Trying to get a new certificate and I get a time out

swemattias

I made some changes to my root certificate (not used just created) and when I push renew I get this after, lets say 5 mins:

2023/01/02 18:20:19 [error] 60761#100105: *4728 upstream timed out 
(60: Operation timed out) while reading response header from upstream, 
client: 10.20.1.119, server: , request: "POST /acme/acme_certificates.php 
HTTP/2.0", upstream: "fastcgi://unix:/var/run/php-fpm.socket", host: 
"10.1.1.1:8081", referrer: "https://10.1.1.1:8081/acme/acme_certificates.php"

Have I done something wrong? Or what has just happend? Same result after trying it 2 times.

jimp

Hard to say where it's getting hung up, but you can check the logs it keeps under /tmp/acme/<cert name>/acme_issuecert.log and see if there is any helpful info in there. There may also be other logs in the same directory you can check.

Usually timeouts there are problems contacting the remote portions of the process (e.g. it can't reach Let's Encrypt servers, the LE servers can't reach you to validate, whatever provider you've configured for DNS validation can't be reached, etc)

swemattias

@jimp Thanks for sticking with me. First up in that /tmp/acme folder, all the old (erased) certificates is still there, oh well, I went into the folder for the current one, looked at that log-file and I think I got something, that I do not how to solve.
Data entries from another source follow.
PR #3497, opened 2024-02-21
[dev-v2.8] adding paths filtering code to validation-check 

nicholasSUSE:
Propagation from: https://github.com/rancher/charts/pull/3514

## Problem

Our previous solution created another problem for the `validation-check workflow`. Sometimes the validation was required but the previous `validation-comment workflow` was not run because of the filters.

## Solution

Add the same filters for (`assets/`, `packages/`, `charts/`) directories to `validation-check workflow`. This workflow uses a different type of `github event` so the `paths` directive was not enabled for use. The solution implements the same functionality with `javascript` injected code in the workflow. 

## Updated Scope of PR

As discussed below we updated:
- `actions/github-script@v4` → `actions/github-script@v7`
- `actions/checkout@v3` → `actions/checkout@v4`

The main reason:  Warnings about the deprecation of old Node.js versions being used since Github Actions is now using an updated version. 

### Manual Testing

All changes were manually tested by:

1. On Forked Repository merging a branch with the changes
2. Creating a new `release-v-test` branch from the recently created one. 
3. Creating a Pull Request with changes (branch: `cicd-test`) that will trigger the workflows and ensure it is working. 

One of the closed Pull Requests in the forked repository used for testing: https://github.com/nicholasSUSE/charts/pull/14

#### Some needed changes after the update:

- https://github.com/marketplace/actions/github-script
- https://octokit.github.io/rest.js/v20

Javascript code like the following example: 
```
            const files = await github.pulls.listFiles({
```

Was updated to:
```
            const files = await github.rest.pulls.listFiles({
```

Because of changes in the `octokit` stated above in the bullet points.


.github/workflows/validation-check.yaml
```diff
@@ -26,7 +45,7 @@ jobs:
             const sortedComments = comments.data.sort((a, b) => new Date(b.created_at) - new Date(a.created_at));
 
             // Find the latest validation comment by github-actions[bot]
-            const latestValidationComment = sortedComments.find(comment => comment.user.login === 'github-actions[bot]' && comment.body.startsWith("## Validation steps"));
+            const latestValidationComment = sortedComments.find(comment => comment.user.login === 'github-actions[bot]' && comment.body.sta>
```
adamkpickering: This change looks like a typo?

.github/workflows/validation-check.yaml
```diff
@@ -47,4 +66,4 @@ jobs:
               }
             } else {
               core.setFailed("No validation comments by github-actions[bot] found.");
-            }
+            }
```
adamkpickering: Nit: I imagine we want a newline at the end of each file?

adamkpickering (changes requested):

.github/workflows/validation-check.yaml
nicholasSUSE: This makes no difference. 
This is the result of auto-format from VSCode github actions official extension.

adamkpickering (approved):

PR #3498, opened 2024-02-21
[dev-v2.7.11] adding paths filtering code to validation-check

nicholasSUSE:
Following this PR and improving the solution: https://github.com/rancher/charts/pull/3484

## Problem
Our previous solution created another problem for the `validation-check workflow`. 
Sometimes the validation was required but the previous `validation-comment workflow` was not run because of the filters.

## Solution
Add the same filters for (`assets/ packages/ charts/`) directories to `validation-check workflow`. 
This workflow uses a different type of `github event` so the `paths` directive was not enabled for use. 
The solution implements the same functionality with `javascript` injected code in the workflow.


adamkpickering (approved):

nicholasSUSE:
We are syncing this branch to dev-v2.7 and discontinuing this branch

PR #3500, opened 2024-02-22
[release-v2.8] adding paths filtering code to validation-check

nicholasSUSE:
Propagation from: https://github.com/rancher/charts/pull/3514

## Problem

Our previous solution created another problem for the `validation-check workflow`. Sometimes the validation was required but the previous `validation-comment workflow` was not run because of the filters.

## Solution

Add the same filters for (`assets/`, `packages/`, `charts/`) directories to `validation-check workflow`. This workflow uses a different type of `github event` so the `paths` directive was not enabled for use. The solution implements the same functionality with `javascript` injected code in the workflow. 

## Updated Scope of PR

As discussed below we updated:
- `actions/github-script@v4` → `actions/github-script@v7`
- `actions/checkout@v3` → `actions/checkout@v4`

The main reason:  Warnings about the deprecation of old Node.js versions being used since Github Actions is now using an updated version. 

### Manual Testing

All changes were manually tested by:

1. On Forked Repository merging a branch with the changes
2. Creating a new `release-v-test` branch from the recently created one. 
3. Creating a Pull Request with changes (branch: `cicd-test`) that will trigger the workflows and ensure it is working. 

One of the closed Pull Requests in the forked repository used for testing: https://github.com/nicholasSUSE/charts/pull/14

#### Some needed changes after the update:

- https://github.com/marketplace/actions/github-script
- https://octokit.github.io/rest.js/v20

Javascript code like the following example: 
```
            const files = await github.pulls.listFiles({
```

Was updated to:
```
            const files = await github.rest.pulls.listFiles({
```

Because of changes in the `octokit` stated above in the bullet points.


.github/workflows/validation-check.yaml
```diff
@@ -47,4 +66,4 @@ jobs:
               }
             } else {
               core.setFailed("No validation comments by github-actions[bot] found.");
-            }
+            }
```
adamkpickering, line 69: Nit: do we want a newline here?

adamkpickering: Nit: do we want a newline at the end of this file?

adamkpickering (changes requested):

.github/workflows/validation-check.yaml
nicholasSUSE: I don't know if there is a convention for this. I know it does not break, we can discuss it.

adamkpickering: On previous teams this has been something that others mentioned on my PRs, which is what caused me to mention it. But I realized I didn't understand why people want this, so I did a little searching and found this: https://unix.stackexchange.com/questions/18743/whats-the-point-in-adding-a-new-line-to-the-end-of-a-file

TLDR it is a unix thing, and has to do with certain utilities not working as expected in some cases if the newline is not present.

I don't think it's likely that we will run into problems because of this, but since we're here, we might as well fix it.

nicholasSUSE: Ok, I was updating the other propagation PRs before I read this message. 
I will make this change on the other PRs as well.

adamkpickering (approved):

TXT for _acme-challenge.domain.io - check that a DNS record exists for this domain

I tried to add this TXT to this domain, still no luck.
Same error:

server: nginx
date: Wed, 04 Jan 2023 19:09:49 GMT
content-type: application/problem+json
content-length: 144
boulder-requester: 898486957
cache-control: public, max-age=0, no-cache
link: <https://acme-v02.api.letsencrypt.org/directory>;rel="index"
replay-nonce: Ytp0p-Wk6HsJ_B-nN6jeV-vQ
^M'
[Wed Jan  4 20:09:49 CET 2023] code='400'
[Wed Jan  4 20:09:49 CET 2023] original='{
  "type": "urn:ietf:params:acme:error:malformed",
  "detail": "Unable to update challenge :: authorization must be pending",
  "status": 400
}'
[Wed Jan  4 20:09:49 CET 2023] response='{
  "type": "urn:ietf:params:acme:error:malformed",
  "detail": "Unable to update challenge :: authorization must be pending",
  "status": 400
}'

swemattias

So I added a TXT record to the domain:

After this, I have had a fall forward (a Swedish saying...)
Now an error that you actually might be able to help me with!
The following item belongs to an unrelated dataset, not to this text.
PR #3516, opened 2024-02-26
[dev-v2.9] Disabled hull tests

vardhaman22:
## Issue: 

due to helm bump to v3.14.1 there is an issue in rancher/hull repository.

[Thu Jan  5 14:08:24 CET 2023] domain.io:Verify error:Incorrect TXT record

So how do I format a correct TXT record?

jimp

That's something ACME should be setting up in Cloudflare directly, provided it has the correct settings in there for your Cloudflare account (and assuming your ACME cert entry is set to DNS-Cloudflare)

swemattias

@jimp I studied the issuecert log some more and I saw that it succeeds with the certificate, but on another of my cloudflare domains. I had a certificate for this domain months ago, but I have removed them from pfSense all together before I began with this.
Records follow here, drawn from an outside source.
PR #3519, opened 2024-02-26
[dev-v2.8] Rancher Alerting kubernetes 1.28 support

alexandreLamarre:
## Issue: 

https://github.com/rancher/rancher/issues/43738

## Problem

Rancher alerting drivers charts are not usable for kubernetes 1.28

## Testing

See related issue

### Manual Testing

helm template & helm install

### Automated Testing

N/A


release.yaml
```diff
@@ -4,6 +4,10 @@ fleet-agent:
   - 103.1.1+up0.9.1-rc.5
 fleet-crd:
   - 103.1.1+up0.9.1-rc.5
+harvester-cloud-provider:
+  - 103.0.1+up0.2.3
+harvester-csi-driver:
+  - 103.0.1+up0.1.17
```
joshmeranda: This PR shouldn't be introducing these charts, you can probably remove them unless the validation fails without

release.yaml
```diff
@@ -28,12 +34,12 @@ rancher-csp-adapter:
   - 103.0.1+up3.0.1-rc2
 rancher-eks-operator:
   - 103.0.1+up1.3.0
-  - 103.1.0+up1.3.1-rc4
   - 103.1.0+up1.3.1-rc1
+  - 103.1.0+up1.3.1-rc4
```
joshmeranda: same as above

release.yaml
```diff
@@ -28,12 +34,12 @@ rancher-csp-adapter:
...
 rancher-eks-operator-crd:
   - 103.0.1+up1.3.0
-  - 103.1.0+up1.3.1-rc4
   - 103.1.0+up1.3.1-rc1
+  - 103.1.0+up1.3.1-rc4
```
joshmeranda: same as above

joshmeranda (changes requested):

release.yaml
alexandreLamarre: removed

release.yaml
alexandreLamarre: removed

release.yaml
alexandreLamarre: Looks like someone may have been pushing directly to dev-v2.8? because these versions have been mysteriously appearing and disappearing for me in some of my branches when I rebase. I appended them back to the end of the file since they are now in the upstream dev-v2.8

joshmeranda (approved):

PR #3532, opened 2024-02-28
Remove rancher-wins dependency from Rancher monitoring chart

HarrisonWAffel:
## Note
This PR is being raised as a **draft** to gather initial impressions and feedback on the changes. Additional work in https://github.com/rancher/windows_exporter-package/pull/8 is required before this PR is truly ready for review. Additionally the host process container reference must be added into Rancher, as it is a net-new container image. 

## Problem
Currently, The Rancher monitoring sub-chart `rancher-windows-exporter` relies on `rancher-wins` in order to deploy the required node exporter binary. This sub-chart relies on `rancher-wins` as the [node exporter binary](https://github.com/prometheus-community/windows_exporter) needs access to the [Windows Management Instrumentation (WMI) API](https://learn.microsoft.com/en-us/windows/win32/wmisdk/wmi-start-page), and exposing host level APIs to a Windows container has historically not been possible. `rancher-wins` allows the sub-chart to deploy the binary as a host level process and proxy its port to other containers.

Unfortunately,  the `rancher-wins` dependency limits the environments that rancher-monitoring can successfully be installed on. For instance, Rancher monitoring will not collect metrics for Windows nodes in the following environments, as `rancher-wins` is not installed on them by default: 
+ GKE 
+ EKS 
+ AKS
+ Imported Clusters
+ Nodes joined to the cluster the Rancher server is running on 
   + though, afaik, this is an unsupported configuration

## Solution
In Kubernetes v1.22 [Windows HostProcess pods were introduced](https://kubernetes.io/docs/tasks/configure-pod-container/create-hostprocess-pod/), and the feature went GA in v1.26. The HostProcess security context option allows workloads to be run directly on the host, allowing access to the WMI API without the use of `rancher-wins` and its proxies. By relying on a native Kubernetes feature, we can ensure that the sub-chart will properly deploy in any Kubernetes environment which supports HostProcess pods. 

Additional benefits of removing the dependency on `rancher-wins` is that the sub-chart becomes much less complicated, and we will no longer use any images with Foreign Layer references (which relates to https://github.com/rancher/windows/issues/222)

## **A note for discussion**
HostProcess containers on Windows entered Alpha in 1.22, but from what I can see this chart supports k8s versions as [old as 1.16](https://github.com/rancher/charts/blob/420f61bf4ec91d6f7e4e9d0a4f40e0e312c5556e/charts/rancher-monitoring/104.0.2%2Bup45.31.1/Chart.yaml#L13C1-L14C1). In my opinion, we should change the minimum required version to at least 1.22. Partly because that is the minimum version needed for Windows HostProcess containers, and because I don't think QA tests this chart against all k8s versions we claim to support

### Manual Testing
I have deployed the updated monitoring chart to custom RKE2 windows clusters and AKS clusters with windows node pools. In both environments these changes have worked as expected, and I did not see any errors or significant differences when upgrading or downgrading between this new chart version and already released versions. 

### Automated Testing
n/a

## QA Testing Considerations
While I was able to test on AKS clusters, I want to work closely with QA on getting this validated on EKS clusters as well. 

Because we are running the node exporter in a new environment (HostProcess pod) we should be extra careful during testing to ensure that no existing metrics change in any way. During my testing I did not see any difference in how metrics were reported between this new version and already released versions, but a double check would be good. 

## Backporting considerations
Ideally this change would be back ported to all release lines. I'm not aware of any significant differences within the windows exporter sub-chart between each releases line of Rancher which would overly complicate the back porting effort


packages/rancher-monitoring/rancher-windows-exporter/charts/values.yaml
```diff
@@ -19,15 +18,22 @@ serviceMonitor:
...
 ## Components scraping metrics from Windows nodes
 ##
 clients:
   enabled: true
 
+  maxRequests: 5
   port: 9796
   image:
     repository: rancher/windows_exporter-package
-    tag: v0.0.3
```
HarrisonWAffel, line 30: Note: This image isn't final, we will likely cut `v0.1.0` or directly use the upstream image - tbd

packages/rancher-monitoring/rancher-monitoring/package.yaml
```diff
@@ -1,7 +1,7 @@
 url: https://github.com/prometheus-community/helm-charts.git
 subdirectory: charts/kube-prometheus-stack
 commit: beaa76a4ac26584c6cc77c27bc0d40769fb98b26
-version: 104.0.2
```
HarrisonWAffel, line 4: Note: This version isn't final, it's been added for testing and can be changed based off of any other monitoring work I may not be aware of

packages/rancher-monitoring/rancher-windows-exporter/charts/templates/daemonset.yaml
```diff
@@ -13,65 +12,50 @@ spec:
...
+              mountPath: /scripts
+        - name: configure-firewall-rule
+          securityContext: {{ toYaml $.Values.securityContext | nindent 12 }}
+          image: {{ template "system_default_registry" . }}mcr.microsoft.com/oss/kubernetes/windows-host-process-containers-base-image:v1.0.0
+          command:
+            - C:\WINDOWS\System32\WindowsPowerShell\v1.0\powershell.exe
+          args: ["-f", "scripts/configure-firewall.ps1"]
+          volumeMounts:
+            -  name: exporter-scripts
+               mountPath: /scripts
```
HarrisonWAffel, line 37: Note: mount paths and command arguments do not use absolute paths as hosted providers may not mount host process containers in `C:\`. For example, aks uses `C:\C`

HarrisonWAffel:
After discussion the Windows team has agreed that these changes should be done in 2.8 only, closing this PR and will open a new one soon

In the /tmp/acme there are files for the other domains that I have removed, both from Acme and Cert. Manager. I guess a restart would empty the tmp folder?

So how do I move forward?

swemattias

So I removed the AccountID, ZoneID and the Token from the Cloudflare panel under certificates. After that issuing new certificates started to work just as expected.